Antisolvent Extraction Strategy for Fabricating Ceria-Doped Ni/MgAl2O4 Catalysts with Enhanced Sintering and Coking Resistance for Dry Reforming of Methane

Dry reforming of methane (DRM) converts CH₄ and CO₂ into syngas, contributing to both the reduction of greenhouse gas emissions and valorization of chemicals. In this work, an innovative antisolvent extraction approach was utilized to synthesize a Ce-modified Ni/MgAl₂O₄ DRM catalyst, which enables the uniform doping of catalysts under mild conditions and reduces energy consumption and environmental pollution during the preparation process. The results demonstrate that Ce incorporation facilitates both the dispersion and stabilization of active species, effectively mitigating the sintering tendency of metallic active sites.
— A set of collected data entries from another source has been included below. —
PR #241, opened 2022-07-28
added DNS e2e tests

johannes94:
## Description
Add tests for creating routes when route resource is available and also for creating and deleting CNAME record in AWS Route53 when Route53 credentials are available.

## Test manual

- Follow instructions in `howto-run-e2e-tests.md`
- Run against a cluster without openshift routes and make sure DNS and route test is skipped
- Run against a cluster having openshift routes crd using Route53 credentials

```
# To run tests locally run:
```


kurlov (commented):
Looks great!
Have you run it against staging?
The reason I wonder is that we use the same `e2e/e2e_test.go` file for staging e2e

johannes94:
> Looks great! Have you run it against staging? The reason I wonder is that we use the same `e2e/e2e_test.go` file for staging e2e

I did not but we should. By default the DNS tests are skipped if a few env variables are not set. We should configure the test against stage to ensure DNS tests are also executed. I'd need a starting point/doc where I can see how to do that, can you point me to something? @kurlov

e2e/e2e_test.go
```diff
@@ -124,12 +181,67 @@ var _ = Describe("Central", func() {
...
+}
+
+func removeLastChar(s string) string {
+	return s[:len(s)-1]
+}
+
+func getHostedZone(central *public.CentralRequest) (*route53.HostedZone, error) {
+	hostedZones, err := route53Client.ListHostedZones(&route53.ListHostedZonesInput{})
+	if err != nil {
+		return nil, err
```
mtesseract, line 233: I don't know why this is not complained about by the wrapcheck linter (https://github.com/tomarrell/wrapcheck).

e2e/e2e_test.go
```diff
@@ -92,6 +97,58 @@ var _ = Describe("Central", func() {
...
+			if !routesEnabled {
+				Skip(skipRouteMsg)
+			}
+
+			central := getCentral(createdCentral, client)
+
+			var reencryptRoute *openshiftRouteV1.Route
+			Eventually(func() error {
+				reencryptRoute, err = routeService.FindReencryptRoute(context.Background(), namespaceName)
+				return err
```
mtesseract, line 111: I don't know why this is not complained about by the wrapcheck linter (https://github.com/tomarrell/wrapcheck).

e2e/e2e_test.go
```diff
@@ -92,6 +97,58 @@ var _ = Describe("Central", func() {
...
+			Eventually(func() int {
+				records, err = route53Client.ListResourceRecordSets(&route53.ListResourceRecordSetsInput{
+					HostedZoneId:    rhacsZone.Id,
+					StartRecordName: &central.Host,
+				})
+				Expect(err).ToNot(HaveOccurred())
+				return len(records.ResourceRecordSets)
+			}).WithTimeout(waitTimeout).WithPolling(defaultPolling).Should(Equal(1))
+
+			Expect(len(records.ResourceRecordSets)).To(Equal(1))
```
mtesseract, line 141: Isn't this tested already in l.139?

e2e/e2e_test.go
```diff
@@ -92,6 +97,58 @@ var _ = Describe("Central", func() {
...
+			recordSet := records.ResourceRecordSets[0]
+			Expect(len(recordSet.ResourceRecords)).To(Equal(1))
+			record := recordSet.ResourceRecords[0]
+
+			name := removeLastChar(*recordSet.Name)
```
mtesseract, line 146: Is this a trailing dot being removed or something? Would be helpful to add a comment about this.

e2e/e2e_test.go
```diff
@@ -124,12 +181,67 @@ var _ = Describe("Central", func() {
...
-	return central.Status
+	return central
+}
+
+func centralStatus(createdCentral *public.CentralRequest, client *fleetmanager.Client) string {
+	return getCentral(createdCentral, client).Status
+}
+
+func isDNSEnabled(routesEnabled bool) bool {
+	hasRoute53Creds := os.Getenv("ROUTE53_ACCESS_KEY") != "" &&
```
mtesseract, line 220: We are already doing `os.Getenv` on the route53 credentials in `e2e_test_suite.go` -- how about reusing the information already retrieved in one place at the other place?

e2e/e2e_test.go
```diff
@@ -124,12 +181,67 @@ var _ = Describe("Central", func() {
...
+
+func getHostedZone(central *public.CentralRequest) (*route53.HostedZone, error) {
+	hostedZones, err := route53Client.ListHostedZones(&route53.ListHostedZonesInput{})
+	if err != nil {
+		return nil, err
+	}
+
+	var rhacsZone *route53.HostedZone
+	for _, zone := range hostedZones.HostedZones {
+		// Omit the . at the end of hosted zone name
```
mtesseract, line 238: Oh, there it mentions a trailing dot, ok!

e2e/e2e_test.go
```diff
@@ -124,12 +181,67 @@ var _ = Describe("Central", func() {
...
+		name := removeLastChar(*zone.Name)
+		if strings.Contains(central.Host, name) {
+			rhacsZone = zone
+			break
+		}
+	}
+
+	return rhacsZone, nil
```
mtesseract, line 246: Shouldn't this report some sort of "not found" error in case the zone is not found?

e2e/e2e_test.go
```diff
@@ -124,12 +181,67 @@ var _ = Describe("Central", func() {
...
+	hostedZones, err := route53Client.ListHostedZones(&route53.ListHostedZonesInput{})
+	if err != nil {
+		return nil, err
+	}
+
+	var rhacsZone *route53.HostedZone
+	for _, zone := range hostedZones.HostedZones {
+		// Omit the . at the end of hosted zone name
+		name := removeLastChar(*zone.Name)
+		if strings.Contains(central.Host, name) {
```
mtesseract, line 240: Why exactly do we use `Contains` and don't test for equality here?

mtesseract (commented):
Looking good, just some minor remarks and questions.

e2e/e2e_test.go
johannes94: Values could look like this:
```
central.Host = "acs-<id>.rhacs-dev.com"
name = rhacs-dev.com
```
At least this was the case before Yuries changes with the passthrough route. Now I think host field could also be rhacs-dev.com. I'd leave it this way because it does work like we expect and we would break this test if the hostname is changed to some sub domain in the future.

e2e/e2e_test.go
johannes94: Correct, good catch. Fixed.

dev/env/scripts/up.sh
```diff
@@ -66,6 +66,7 @@ log "Database is ready."
 
 # Deploy MS components.
 log "Deploying fleet-manager"
+export FLEET_MANAGER_COMMAND="/usr/local/bin/fleet-manager serve --force-leader --api-server-bindaddress=0.0.0.0:8000 --health-check-server-bindaddress=0.0.0.0:8083 --kubeconfig=/secrets/kubeconfig --enable-central-external-certificate=$ENABLE_CENTRAL_EXTERNAL_CERTIFICATE --central-domain-name='$CENTRAL_DOMAIN_NAME'"
```
mtesseract, line 69:
```suggestion
export FLEET_MANAGER_COMMAND="/usr/local/bin/fleet-manager serve --force-leader --api-server-bindaddress=0.0.0.0:8000 --health-check-server-bindaddress=0.0.0.0:8083 --kubeconfig=/secrets/kubeconfig --enable-central-external-certificate='$ENABLE_CENTRAL_EXTERNAL_CERTIFICATE' --central-domain-name='$CENTRAL_DOMAIN_NAME'"
```

mtesseract (approved):
lgtm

Additionally, it enhances CO₂ adsorption, increases the diversity of surface oxygen species, and reduces the surface acidity. These synergistic interactions effectively suppress excessive CH₄ decomposition, while mitigating carbon deposit accumulation. Among the synthesized catalysts, the 5Ni1Ce/MA catalyst (molar ratio: Ce/Ni = 1:5) demonstrated good stability under harsh conditions (800 °C, WHSV = 30,000 mL·g_cat^–1·h^–1). The conversion of CH₄ and CO₂ exhibited a minimal decline, decreasing from 93.1 to 92.4% and 93.5 to 93.1%, respectively. In contrast, the related value decreased from 91.8 to 85.7% and 92.3 to 82.7% for the blank catalyst without Ce modification, respectively. The thermogravimetric (TG) analysis showed that the carbon deposition on the catalysts significantly decreased from 30% (5Ni0Ce/MA) to 1.2% (5Ni1Ce/MA), further demonstrating the enhanced coking resistance by Ce addition. Furthermore, during 50 h stability test at 600 °C, the 5Ni1Ce/MA catalyst displayed no substantial decrease in conversion rates, indicating its excellent stability under prolonged operation at lower temperature.